FUCASO was jointly developed by Innovent and IASO Bio and was approved by the National Medical Products Administration (NMPA) on June 30, 2023 to treat relapsed and/or refractory multiple myeloma (RRMM) patients who have undergone at least 3 lines of prior treatment and progressed. FUCASO is the world’s first approved fully human CAR-T product, as well as the first approved BCMA CAR-T product in China. On March 28, 2024, FUCASO received the investigational new drug (IND) application for treating RRMM patients who have undergone 1-2 lines of prior therapies and are refractory to lenalidomide. In 2024, its IND application for the treatment of autoimmune diseases such as refractory generalized myasthenia gravis (gMG) has also been approved in both China and the United States.
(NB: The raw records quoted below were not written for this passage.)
PR #46, opened 2019-04-08
Chapter 3 - DSDL specification

pavel-kirienko:
At a first glance it seems to be complete content-wise and the structure is probably the best I could muster without rewriting the whole thing from scratch again. I am going to re-read it again tomorrow and fix the remaining inconsistencies (especially inconsistent term usages) and missed details.

The most important task right now is to ensure that the DSDL specification is complete and all relevant aspects of the language are described unambiguously. I would like you to review the chapter and try and answer the following questions:

* Are all concepts of the language described clearly?
* Are there any terms or definitions that are used consistently? Please disregard their usage in other chapters for now.
* Are there any ambiguous or contradictory requirements or definitions?
* Is it possible to simplify the specification or reduce its verbosity by introducing new or more specific definitions?
* Can the number of forward references be substantially reduced by rearranging the sections?
* Are there sections that should be extended with examples?
* Is there any non-normative text that is not enclosed in shaded blue remark boxes or extracted into footnotes?

If you find bad wording, misspelled words, bad grammar, missing articles (sorry), and similar language-level errors, please ignore them for now unless they are also related to any of the above issues.

Don't look at the diff, it's huge and mostly meaningless; instead, use this prebuilt PDF: 
[UAVCAN_Specification.pdf](https://github.com/UAVCAN/specification/files/3055966/UAVCAN_Specification.pdf)

After this PR is finished and merged, I am going to introduce a few sweeping changes in the document to fix inconsistent term usage and some formatting issues. The introductory chapter will be expanded with a very brief section on motivation (one or two sentences), and the section listing the document conventions also requires extension (for example, the DSDL chapter uses notation like **Container<sub>\<Element\></sub>** for higher-order type parametrization, but it is not explicitly introduced anywhere yet). Also, I am hoping to bring the total number of pages under 100 (many a reader would be repelled by the three-digit number of pages) by changing the page geometry somewhat.

@kjetilkjeka @thirtytwobits please review.


specification/dsdl/architecture.tex
```diff
@@ -0,0 +1,233 @@
...
+one of them applies to the request object (transferred from client to server),
+and the other applies to the response object (transferred from the server back to the client).
+
+Following the deterministic nature of UAVCAN, the size of a serialized representation of any
+message or service object is bounded within statically known limits.
+Variable-size entities always have a fixed size limit defined by the data type designer.
+
+DSDL definitions are strongly statically typed.
+
+DSDL provides well-defined means of data type versioning, which enable data type maintainers to introduce changes
```
thirtytwobits:
```suggestion
DSDL provides a well-defined means of data type versioning, which enables data type maintainers to introduce changes
```

```suggestion
DSDL provides data type versioning allowing type maintainers to introduce changes
```

specification/dsdl/architecture.tex
```diff
@@ -0,0 +1,233 @@
...
+    $$
+    \caption{Data type definition file name structure.\label{fig:dsdl_definition_file_name_structure}}
+\end{figure}
+
+DSDL namespaces are represented as directories, where one directory defines exactly one namespace, possibly nested.
+The name of the directory defines the name of its data type name component.
+A directory defining a namespace will always define said namespace in its entirety,
+meaning that the contents of a namespace cannot be spread across different directories sharing the same name.
+One directory cannot define more than one level of
+nesting\footnote{For example, ``\texttt{foo.bar}'' is not a valid directory name.
```
thirtytwobits: But most operating systems allow this as a folder name. Should we define a standard transformation from valid posix path names into valid dsdl that can be performed automatically as a pre-processing step (i.e. before we put the type into the grammar parser we perform a platform to internal representation transform). So "foo.bar" would become something like "foo_bar" etc.

specification/dsdl/architecture.tex
```diff
@@ -0,0 +1,233 @@
...
+Data type definitions can also contain various auxiliary elements reviewed later,
+such as deprecation markers (notifying its users that the data type is no longer recommended for new designs)
+or assertions (special statements introduced by data type designers
+which are statically validated by DSDL processing tools).
+
+\subsection{Serialization}
+
+Every object that can be exchanged between UAVCAN nodes has a well-defined \emph{serialized representation}.
+The value and meaning of an object can be unambiguously recovered from its serialized representation,
+provided that the type of the object is known.
```
thirtytwobits: We need a section describing how types are "known". This is especially significant now that we no longer have "message ids" but are using port ID instead. With this we've weakened the link between a CAN identifier and a DSDL type making it possible, for example, to exchange the same type over different ports. We've talked about how such mappings will have to be installed into a system but I'm not sure we've discussed this in the document? If we have, sorry, just add cross-reference to this discussion.

specification/dsdl/grammar.parsimonious
```diff
@@ -0,0 +1,178 @@
...
+
+statement_attribute = statement_constant
+                    / statement_field
+                    / statement_padding_field
+
+statement_constant      = type _ identifier _? "=" _? expression
+statement_field         = type _ identifier
+statement_padding_field = type_void ""  # The trailing empty symbol is to prevent the node from being optimized away.
+
+statement_service_response_marker = "---"  # Separates request/response, specifies that the definition is a service.
```
thirtytwobits: I'd make this "3 or more" dashes. Style may dictate 3 but I don't see a benefit in being pedantic in the grammar about this.

specification/dsdl/grammar.parsimonious
```diff
@@ -0,0 +1,178 @@
...
+
+statement_directive = statement_directive_with_expression
+                    / statement_directive_without_expression
+statement_directive_with_expression    = "@" identifier _ expression  # The expression type must match the directive.
+statement_directive_without_expression = "@" identifier
+
+identifier = ~r"[a-zA-Z_][a-zA-Z0-9_]*"
```
thirtytwobits: Seems like this belongs up at the top since it's reused in several of your sections below?

specification/dsdl/grammar.tex
```diff
@@ -0,0 +1,253 @@
...
+
+A boolean literal is denoted by the keyword ``\verb|true|'' or ``\verb|false|''
+represented by an instance of primitive type ``\verb|bool|'' (section \ref{sec:dsdl_primitive_types})
+with an appropriate value.
+
+\subsubsection{Numeric literals}
+
+Integer and real literals are represented as instances of type ``\verb|rational|'' (section \ref{sec:dsdl_rational}).
+
+The digit separator character ``\verb|_|'' (underscore) does not affect the interpretation of numeric literals.
```
thirtytwobits: underscore to separate digits? Don't you mean comma?

specification/dsdl/expression_types.tex
```diff
@@ -0,0 +1,223 @@
...
+Results of such expressions can be used to define various constant properties,
+such as array length boundaries or values of constant attributes.
+
+Expression types are specified in this section.
+Each expression type has a formal DSDL name for completeness;
+even if such types can't be used to define attributes,
+a well-defined formal name allows DSDL processing tools to emit well-formed
+and understandable diagnostic messages.
+
+\subsection{Rational number}\label{sec:dsdl_rational}
```
thirtytwobits: see https://forum.uavcan.org/t/rational-expressions-in-dsdl-constants/444/10

specification/dsdl/expression_types.tex
```diff
@@ -0,0 +1,223 @@
...
+
+At the time of DSDL definition processing, integer and real numbers are represented internally as rational numbers
+where the range of numerator and denominator is unlimited\footnote{%
+Technically, the range may only be limited by the memory resources available to the DSDL processing tool.
+DSDL processing tools are not permitted to introduce any implicit rational number transformations that
```
thirtytwobits: This is a requirement of the specification  and should be pulled out of a footnote and placed into a normative section in the text.

specification/dsdl/serializable_types.tex
```diff
@@ -0,0 +1,285 @@
...
+instances of which can only exist while DSDL definitions are being evaluated.
+The data serialization rules are defined in the section \ref{sec:dsdl_data_serialization}.
+
+\subsection{Void types}
+
+Void types are used for padding purposes.
+As will be explained in later sections, it is desirable to align field attributes at byte boundaries;
+void types can be used to facilitate that.
+
+Void-typed field attributes are set to zero when an object is serialized and ignored when it is deserialized.
```
thirtytwobits: Do we have to require that they are zeroed? Can't we just specify that the actual value of the void types is undefined?

specification/dsdl/serializable_types.tex
```diff
@@ -0,0 +1,285 @@
...
+Void types can be used to reserve space in data type definitions for possible use in later versions of the data type.
+
+The DSDL name pattern for void types is as follows: ``\verb|void[1-9]\d*|'',
+where the trailing integer represents its width, in bits,
+ranging from 1 to 64, inclusive.
+
+Void types can be referred to directly by their name from any namespace.
```
thirtytwobits: Huh. I thought void types were anonymous. We can actually read these values?

specification/dsdl/serializable_types.tex
```diff
@@ -0,0 +1,285 @@
...
+\immediate\input{../latex.tmp}
+
+\subsection{Array types}
+
+An array type represents an ordered collection of values.
+All values in the collection share the same type, which is referred to as \emph{array element type}.
+The array element type can be any type except:
+\begin{itemize}
+    \item void type;
+    \item array type\footnote{Meaning that nested arrays are not allowed;
```
thirtytwobits: Huh. Why not?

specification/dsdl/serializable_types.tex
```diff
@@ -0,0 +1,285 @@
...
+For example, if a data type version 0.1 is of a message kind, all later versions of it must be messages, too.}.
+
+A message data type defines one data schema.
+
+A service data type contains two data schema definitions:
+one for service request object, and one for service response object, in that order.
+The two schemas are separated by the service response marker (``\verb|---|'') on a separate line.
+
+The presence of the service response marker indicates that the data type definition at hand is of the service kind.
+There may be no more than one service response marker in a given definition.
```
thirtytwobits:
```suggestion
Only one service response marker shall appear in a given definition.
```

specification/dsdl/serializable_types.tex
```diff
@@ -0,0 +1,285 @@
...
+\footnote{For example, from user-provided configuration options.}
+the list of directories that are the roots of namespaces containing the referred dependencies.
+
+\begin{figure}[H]
+    $$
+    \underbrace{\texttt{\huge{uavcan.node.Heartbeat}}}_{\text{full data type name}}%
+    \texttt{\huge{.}}%
+    \underbrace{\texttt{\huge{1.0}}}_{\substack{\text{version} \\ \text{numbers}}}%
+    $$
+    \caption{Reference to an external composite data type definition.\label{fig:dsdl_nested_reference}}
```
thirtytwobits: Should we support a >=< syntax to allow some flexibility here? We might otherwise cause cascading changes that were unnecessary.

specification/dsdl/serializable_types.tex
```diff
@@ -0,0 +1,285 @@
...
+This tainting behavior is designed to prevent unexpected breakage of
+type hierarchies when one of the deprecated dependencies reaches its end of life.}.
+
+\subsubsection{Unions}\label{sec:dsdl_composite_tagged_unions}
+
+Any data schema definition can be supplied with a special directive (section \ref{sec:dsdl_directives})
+indicating that it forms a tagged union.
+
+A tagged union schema must contain at least two field attributes.
+A tagged union must not contain padding field attributes.
```
thirtytwobits:
```suggestion
A tagged union shall not contain padding field attributes.
```

specification/dsdl/serializable_types.tex
```diff
@@ -0,0 +1,285 @@
...
+the referring definition is malformed\footnote{%
+This tainting behavior is designed to prevent unexpected breakage of
+type hierarchies when one of the deprecated dependencies reaches its end of life.}.
+
+\subsubsection{Unions}\label{sec:dsdl_composite_tagged_unions}
+
+Any data schema definition can be supplied with a special directive (section \ref{sec:dsdl_directives})
+indicating that it forms a tagged union.
+
+A tagged union schema must contain at least two field attributes.
```
thirtytwobits:
```suggestion
A tagged union schema shall contain at least two field attributes.
```

specification/dsdl/serializable_types.tex
```diff
@@ -0,0 +1,285 @@
...
+A tagged union must not contain padding field attributes.
+
+The value of a tagged union object is a function of the field attribute which value it is currently holding
```
thirtytwobits: This sentence is missing commas but should be revised per my previous  comments about  tagged union  value functions.

specification/dsdl/versioning.tex
```diff
@@ -0,0 +1,411 @@
...
+
+$A$ and $B$ are said to be \emph{mutually bit-compatible} if
+their sets of serialized representations are equal.
+
+A \emph{variable-length} data type or schema is a serializable data type or schema
+whose set of serialized representations contains bit sequences of different lengths.
+Conversely, any data type or schema that is not variable-length is \emph{fixed-length}.
+
+\begin{remark}[breakable]
+    The following two definitions are bit-compatible:
```
thirtytwobits:
```suggestion
    The following two definitions are mutually bit-compatible:
```

specification/dsdl/versioning.tex
```diff
@@ -0,0 +1,411 @@
...
+    \item Comment changes of the DSDL source text are allowed as long as such changes
+    do not affect semantic compatibility of the definition.
+
+    \item A deprecation marker directive (section~\ref{sec:dsdl_directives}) can be added or removed\footnote{%
+    Removal is useful when a decision to deprecate a data type definition is withdrawn.}.
+\end{itemize}
+Addition or removal of the fixed port identifier is not permitted after a data type definition
+of a particular version is released.
+
+Therefore, substantial modifications of released data types are only possible by releasing
```
thirtytwobits: It's really hard to figure out what's being proposed the way it's worded in this section. We say "...the standard
requires that once a data type definition is released, its DSDL source text, name, version numbers, fixed
port ID, and other properties cannot undergo any modifications whatsoever" And then we say "...substantial modifications... are ...possible". These two statements contradict. I think we mean, in the previous paragraph, that you can only change a released type by releasing a new version of the type, correct?

specification/dsdl/conventions.tex
```diff
@@ -0,0 +1,115 @@
...
+Every attribute of the data type definition, and especially every field attribute of it,
+should have an associated comment explaining the purpose of the attribute, its semantics, usage patterns,
+assumptions, constraints, and any other pertinent information.
+Exception applies to attributes supplied with sufficiently descriptive and unambiguous names.
+
+% Field comment placement https://forum.uavcan.org/t/dsdl-documentation-comments/407
+
+\subsection{Optional value representation}
+
+Data structures may include optional field attributes that are not necessarily always populated.
```
thirtytwobits:
```suggestion
Data structures may include optional field attributes that are not always populated.
```
```suggestion
Data structures may include optional field attributes that are not necessarily populated.
```

These suggestions aside; I think we mean to say something like "There is no built-in support for optional field attributes but here's how you can fake it." If so then the former is normative and the latter is non-normative.

specification/dsdl/conventions.tex
```diff
@@ -0,0 +1,115 @@
...
+Alternatively, such one-element variable-length arrays can be replaced with two-field unions,
+where the first field is empty and the second field contains the desired optional value.
+The described layout is bit-compatible and semantically compatible with the one-element array described above,
+provided that the field attributes are not swapped.
+
+Floating-point-typed field attributes may be assigned the value of not-a-number (NaN) per IEEE 754
+to indicate that the value is not specified;
+however, this pattern is discouraged because some nodes may not support IEEE 754 NaN values internally,
+the value would still have to be transferred over the bus even if not populated,
+and special case values undermine type safety.
```
thirtytwobits: I've seen real defects in the field caused by mixed NaN support. Should we take a harder stance in the spec and require all nodes support it or that it is not supported/allowed?

specification/dsdl/conventions.tex
```diff
@@ -0,0 +1,115 @@
...
+        void7                           # It is recommended to ensure byte alignment.
+        MaybeMyType optional_field
+    \end{minted}
+
+    The shown approaches are mutually bit-compatible and semantically compatible.
+\end{remark}
+
+\subsection{Bit flag representation}
+
+The recommended approach to defining a set of bit flags is to dedicate a \verb|bool|-typed field attribute for each.
```
thirtytwobits: Similar comment here as above: I think we have a normative specification that "bit flags are not, intrinsically, supported" and a non-normative section about how they can be emulated.

specification/dsdl/conventions.tex
```diff
@@ -0,0 +1,115 @@
+\section{Conventions and recommendations}
+
+This section is dedicated to conventions and recommendations
+intended to help data type designers maintain a consistent style across the ecosystem
+and avoid some common pitfalls.
+Some of the conventions are mandatory to follow, others are optional.
```
thirtytwobits: I've added some comments below but generally I don't like mixing sparse bits of normative specification into larger blocks of non-normative. The former tends to get lost. Can we refactor this to have a short normative/mandatory section followed by the longer non-normative/optional sections?

specification/dsdl/versioning.tex
```diff
@@ -0,0 +1,411 @@
...
+        bool flag_psu_malfunction
+
+        void3   # Reserved for other flags
+
+        # Status flags (this is the recommended practice)
+        bool flag_cooling_system_a_active
+        bool flag_cooling_system_b_active
+    \end{minted}
+
+    Nodes using v1.0, v1.1, and v2.0 definitions can still coexist on the same network,
```
thirtytwobits: Please describe how the nodes determine what the major version is of a given message and how they must use this to lookup the correct response type major version.

specification/dsdl/attributes.tex
```diff
@@ -0,0 +1,193 @@
...
+        void6
+        # One of the main usages for _offset_ is statically proving that the following field is byte-aligned
+        # for all possible valid serialized representations of the preceding fields. It is done by computing
+        # a remainder as shown below. If the field is aligned, the remainder set will equal {0}. If the
+        # remainder set contains other elements, the field may be misaligned under some circumstances.
+        # If the remainder set does not contain zero, the field is never aligned.
+        @assert _offset_ % 8 == {0}
+        uint8 well_aligned   # Proven to be byte-aligned.
+    \end{minted}
+\end{remark}
```
thirtytwobits: __offset__ is sort of complex. Won't most authors really care about the maximum size anyway? Should we provide __max_offset__ that is a simple scalar value?

specification/dsdl/grammar.tex
pavel-kirienko: `123_456_789` is a literal number which matches `literal_integer_decimal` and is interpreted as 123456789. They use underscore in Python like this, too. In C++ they use the single quote character `'` instead, which might read better but it's incompatible with our usage of single quotes for string literals. Okay, it's compatible, but the grammar gets kind of weird.

`123,456,789` is an expression which matches `expression_list = (expression (_? "," _? expression)*)?`, not a numeric literal.

specification/dsdl/serializable_types.tex
pavel-kirienko: We shouldn't lift this requirement because it simplifies the extension of data types in a backward-compatible way by adding new fields in place of padding fields. Example:

```python
# Version 1.1
float64 a
void64
```

```python
# Version 1.2
float64 a
float32 b  # Messages v1.1 will be interpreted such that b = 0.0
void32
```

specification/dsdl/serializable_types.tex
pavel-kirienko: This is about types, not their values. This merely means that void types are not contained within some particular namespace, they are built-in, like `void` in C++.

specification/dsdl/serializable_types.tex
pavel-kirienko: We may allow them someday later. There are two weak reasons against nested arrays:

- The grammar gets slightly more complex. A naive addition of nested arrays would require us to make the array matching rule `type_array` left-recursive, which some parsers/generators may not support.  We can deal with this, though, if necessary, so it's not a huge deal.
- Variable-length nested arrays would often lead to misaligned data due to the length prefix being of weird bit width. Misaligned data is bad: https://github.com/UAVCAN/pydsdl/pull/24.

If one needs nested arrays, the following should be done instead:

```python
Nested.1.0[<=100] two_dimensional_array
```

```python
# Nested.1.0
void1  # Alignment
float16[<=100] one_dimensional_array
@assert _offset_.min % 8 == 0  # Yup, the data is aligned
```

Do you have any particular use cases in mind where nested arrays might be very desirable?

specification/dsdl/serializable_types.tex
pavel-kirienko: Replaced this with "At most one service response marker shall appear in a given definition."

specification/dsdl/serializable_types.tex
pavel-kirienko: Would be a mistake. See this and the next two posts: https://forum.uavcan.org/t/the-case-for-code-compatibility/194/10?u=pavel.kirienko

Currently, we provide a hard guarantee that once a given version of a data type is released, it is to be never changed again excepting whitespaces, comments, and `@deprecated`. It is important for maintainability and compatibility. Automatic switch to a newer version would remove this guarantee.

specification/dsdl/conventions.tex
pavel-kirienko: I'm worried that might be an overreach for this specification. Instead, I suggest we add a blue box right under this last sentence briefly explaining the dangers of mixed NaN interpretation. Do you have any particular wording in mind?

specification/dsdl/conventions.tex
pavel-kirienko: > I think we have a normative specification that "bit flags are not, intrinsically, supported"

But they are supported, are they not? We have `bool` which is encoded as a single bit. Should it say instead "Bit flags may be represented as fields of type `bool`" in the normative section? I don't see any issues with the current wording but I'm open to changing it.

specification/dsdl/attributes.tex
pavel-kirienko: As discussed, `_offset_` is crucial for static alignment analysis (and https://github.com/UAVCAN/pydsdl/pull/24, although it has no direct relation to the specification itself). The case of `_max_offset_` is also supported as `_offset_.max`.

specification/dsdl/architecture.tex
pavel-kirienko: I am not sure what would we gain by doing so? Implicit transformations would make the relationship between DSDL names and generated type names harder to follow. The objective here is to say that if one wants to define a data type `vendor.foo.bar.Baz` so that the namespaces `foo` and `bar` are otherwise empty, they would have to create a dedicated directory `foo/` and then `foo/bar/` instead of just `foo.bar/`. The latter form could be supported but it greatly complicates the mapping between namespaces and directories. Additionally, it would be unclear how to represent that in the generated code: using identical shortcuts, or by unrolling the directory tree into one-level-per-directory form?

specification/dsdl/architecture.tex
pavel-kirienko: This is very valid. Please review this commit I just pushed here: https://github.com/UAVCAN/specification/pull/46/commits/33b69a58ff9e0aff8117d404a143f9ea26042e09

specification/dsdl/versioning.tex
pavel-kirienko: Fixed here: https://github.com/UAVCAN/specification/pull/46/commits/b58830f1ee8614d29007daf88525faf7cd538116

The original wording seemed technically correct, but it could be hard to follow, indeed. It said "substantial modifications of released data types", but you seem to have read it as "substantial modifications of released data type definitions". A definition is virtually unchangeable, whereas a "data type" is a set of its definitions of different versions, as implied under "General assumptions".

specification/dsdl/versioning.tex
pavel-kirienko: I just added a reference to the relevant section in the Basic Concepts: https://github.com/UAVCAN/specification/pull/46/commits/c9ccffb145b167a92bc06df10bf503d94f0374e3

pavel-kirienko:
I seem to have either resolved or asked further questions on all of the raised issues except:

- https://github.com/UAVCAN/specification/pull/46#discussion_r277125331 (IEEE 754 constants)
- https://github.com/UAVCAN/specification/pull/46#discussion_r277125886 (mixed normative and non-normative sections)

I will be back to these around Wed/Thu; meanwhile, feel free to review my other changes.

specification/dsdl/architecture.tex
thirtytwobits: I'm not saying we support a shortcut where `vendor/foo.bar` defines a <strike>`vendor.foo.bar`</strike> namespace. I'm suggesting we may want to consider the frustration of a user where they have `google.com/wing` and expect the namespaces to be `"google.com".wing`. We could decide to simply say all `.` in a folder name become underscores. So wing would generate `google_com.wing` namespaces. Of course this is asymmetric so I can be convinced that it's just simpler to throw a very nicely worded error about why the dsdl generator refused to continue.

specification/dsdl/conventions.tex
thirtytwobits: If this is normative then we aren't recommending we are specifying. Which is it for bit flags?

specification/dsdl/conventions.tex
thirtytwobits: (Channeling a colleague of mine) shouldn't we just support IEEE 754 with no caveats? We wouldn't be the ones reaching. IEEE 754 is the standard that is reaching but its pretty well established (what, like 1985, right?).

(switching back to me) What known microprocessors and/or softfp implementations don't support NaN but do support IEEE 754?

specification/dsdl/architecture.tex
pavel-kirienko: Is explicit not better than implicit?

We state that one can't use anything except `[a-zA-Z0-9_]` for a namespace name. If the user wants to name their namespace after some obscure Internet startup, they will have to replace their dotcoms with underscore-coms manually.

thirtytwobits: okaaaaaaay

specification/dsdl/conventions.tex
pavel-kirienko: > shouldn't we just support IEEE 754 with no caveats?

But that's exactly what we do. I don't understand.

> What known microprocessors and/or softfp implementations don't support NaN but do support IEEE 754?

I don't know. Should we care? We refer to IEEE754 mostly for the sake of its well-defined bit-level representations. Platforms may internally use whatever floating point formats they want, it's none of our business, provided that they transform their internal formats into/from IEEE754 when serializing/deserializing.

specification/dsdl/conventions.tex
pavel-kirienko: There is a normative section that defines fields of type `bool`. Then there is a non-normative section (the one we're commenting under) that says that if you want a set of bit flags, you are advised to represent them in DSDL as a set of fields of type `bool` rather than a single field of type `uint*`.

thirtytwobits: okay.

specification/dsdl/conventions.tex
thirtytwobits: > But that's exactly what we do. I don't understand.

The caveat is "this pattern is discouraged because some nodes may not support IEEE 754 NaN". As far as I know NaN support isn't optional for IEEE754, correct?

pavel-kirienko: But support for IEEE 754 *is* very optional; hence support for NaN is also optional.

thirtytwobits: > IEEE 754 is very optional

Oh, sorry. Of course. So backing up then: mixed NaN support is a s**t-show. We should define and require support for a NaN value so nodes that do support IEEE754 know how to transmit them on the bus. Nodes that do not support IEEE754 will have to have a special case to handle them which is better then undefined behaviour. Perhaps we should add `sNaN` and `qNaN` as special, rational values in the language?

pavel-kirienko: How about this: I will add a few sentences requiring that platforms that do not natively support IEEE 754 must be able to accommodate IEEE 754 NaN values. This should probably go into "3.4.2 Primitive types" with an additional reference in "3.7.3.4 Floating point types". I don't think we should add NaN support for constant expressions yet, but this may be changed later without compromising backward compatibility.

thirtytwobits: but if I have a NaN value and I want to send it on the bus what do I do?

pavel-kirienko: You just send it. I am saying that we do not seem to need NaN values in DSDL.

```python
float16 a  # you can assign NaN to this at runtime
float16 A = NaN  # Can't do this
```

thirtytwobits: What about in dsdl expressions. What happens if we end up with something that is normally NaN like division by zero?

pavel-kirienko: We get a DSDL-processing-time error. The spec says that the division (and modulo) operator is not defined for x/0, so the DSDL front-end would just report an error.

specification/dsdl/conventions.tex
pavel-kirienko: I think I have addressed this in https://github.com/UAVCAN/specification/pull/46/commits/dbdc89b9d1b66f7ce292898bdb8e72df5a68a3aa

pavel-kirienko:
> The sentence is a little hard to parse. Is this version still correct:

Yes. Fixed in https://github.com/UAVCAN/specification/pull/46/commits/17ef29d15bbadb4e3a8e308a1eed07f96f949195

specification/dsdl/conventions.tex
pavel-kirienko: Fixed in https://github.com/UAVCAN/specification/pull/46/commits/f9ec8842207647366d35bc8d02a8f3c702f1da5d

pavel-kirienko:
I seem to have resolved all of the outstanding issues. Here is a compiled doc: [UAVCAN_Specification.pdf](https://github.com/UAVCAN/specification/files/3145880/UAVCAN_Specification.pdf)

(this PR is becoming very messy and hard to follow)

thirtytwobits:
👍

pavel-kirienko:
> :+1: 

@thirtytwobits LGTY?

thirtytwobits:
Yes. LGTM. (sorry)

Dr. Michael Yu, Founder, Chairman and CEO of Innovent, stated: "We appreciate IASO Bio for their expertise, innovation, and strong execution capability in the field of cell therapy. We believe that the new collaboration model will better leverage our mutual strengths and resources. The new model will endow more integrated resources and dedicated team in the full chain of manufacturing, development and commercial operation of CAR-T cell therapy as a special novel modality. Also, we will continue to support IASO Bio as a strategic shareholder. We look forward to working with IASO Bio to improve the accessibility of medications and bring hope to patients worldwide."

Ms. Zhang Jinhua, Founder, Chairwoman and CEO of IASO Bio, stated: "We extend our gratitude to Innovent for their recognition and trust in our research and development capabilities as well as our commercialization strength. Over the past six years, we have built a solid partnership with Innovent and witnessed each other’s innovation and growth in the biopharmaceutical field. We firmly believe that this new strategic alliance will bring significant synergistic effects to both parties. We can fully leverage our strengths and work together to advance innovative therapeutic solutions. We will remain committed to our original mission of bringing more innovative treatments to patients and look forward to achieving mutual success in our future strategic partnership with Innovent."